Extremely poor performance PODs with the RTX 4090
Hi. I'm building DeepFake with DeepFaceLab and today I've run already 3 PODs with rtx 4090 and they all give different performance, and very bad.
A couple of weeks ago I did the same work I'm doing now. My POD was with rtx 4090 and was giving a performance of 0.250ms per iteration. CPU utilization was 20-30% and GPU utilization was over 90% always.
Today I ran the same process on three PODs with RTX 4090 and they are running extremely weird. On one the performance was 0.850ms per iteration. On the other two about 1.100ms per iteration! All three PODs have CPUs loaded at 100% and I tested the GPUs with the command (nvidia-smi) for a long time and got strange results. GPUs are not loaded most of the time and only have one-off spikes up to 5-30% from time to time.

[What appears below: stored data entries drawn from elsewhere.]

PR #81, opened 2020-11-17
Implement job creator

jan-janssen:
Now it is possible to create jobs like this: 
```
job = pr.create.job.Lammps(job_name="lap")
```
In addition to the previous implementation: 
```
job = pr.create_job(job_type=pr.job_type.Lammps, job_name="lap")
```


pyiron_base/project/factory.py
```diff
@@ -0,0 +1,80 @@
...
+__email__ = "janssen@mpie.de"
+__status__ = "production"
+__date__ = "Nov 17, 2020"
+
+
+class Creator(object):
+    def __init__(self, project):
+        self._job_creator = JobCreator(project=project)
+
+    @property
```
liamhuber: 👍 I like the idea to hide these behind properties so they don't accidentally get overwritten.

pyiron_base/project/factory.py
```diff
@@ -0,0 +1,80 @@
...
+    def job(self):
+        return self._job_creator
+
+
+class JobCreator(object):
+    def __init__(self, project):
+        self._job_type = JobTypeChoice()
+        self._project = project
+
+    def __dir__(self):
```
liamhuber: We discussed in the last pyiron meeting the dangers of messing around with `__dir__`. I do not fully grasp all of these and don't have any hard objection to what you do here, I just wanted to flag it for your own double-check.

pyiron_base/project/generic.py
```diff
@@ -15,6 +15,7 @@
 from git import Repo, InvalidGitRepositoryError
 
 from pyiron_base.project.path import ProjectPath
+from pyiron_base.project.factory import Creator
```
liamhuber: Rather than having `generic/factory.py`, I feel like it makes more sense to put the factory files next to the definitions of their objects. This will prevent having a million factories being crammed into one generic factory file in modules where there's lots of factories. It also makes them easier to find, but that is maybe just my opinion.

With this, I think `Creator` can simply be implemented right in `project.py` as it's quite short and directly related.

liamhuber (changes requested):
I'm excited to see this change so fast!

I don't see any content/architecture changes that need to be made, but I'd like to see the factories (in this case just `JobFactory` (and `JobClass`) moved off into a file by the other job files, and `Creator` shifted right into `project.py`.

Since it's for base, it would also be extremely valuable to get tests over it.

pyiron_base/project/factory.py
jan-janssen: We did this before for `JobTypeChoice` and I do the same here, it is not the most elegant way to restrict the user interface but as the users only use this object to browse the different job types I guess it is ok.

pyiron_base/project/generic.py
jan-janssen: Done

liamhuber (approved):
Tests would still be great, but the code itself is looking good to me.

For a clean experiment I tested with the same build and DeepFaceLab settings on my PC with rtx 2080 and everything works fine! CPU utilization is 20-30%. GPU 100%.
What could be the issue?
1 Reply
Found the problem. The vulnerability is the CPU. Each POD was allocated rather weak CPUs, that was the neck of the bottle. The first time I tried it a couple weeks ago, apparently I was allocated a good CPU. I tried to select a CPU in the new POD settings, but all I can select is vCPU, but there is no CPU name and no option to book the whole CPU rather than part of it. How can this be done?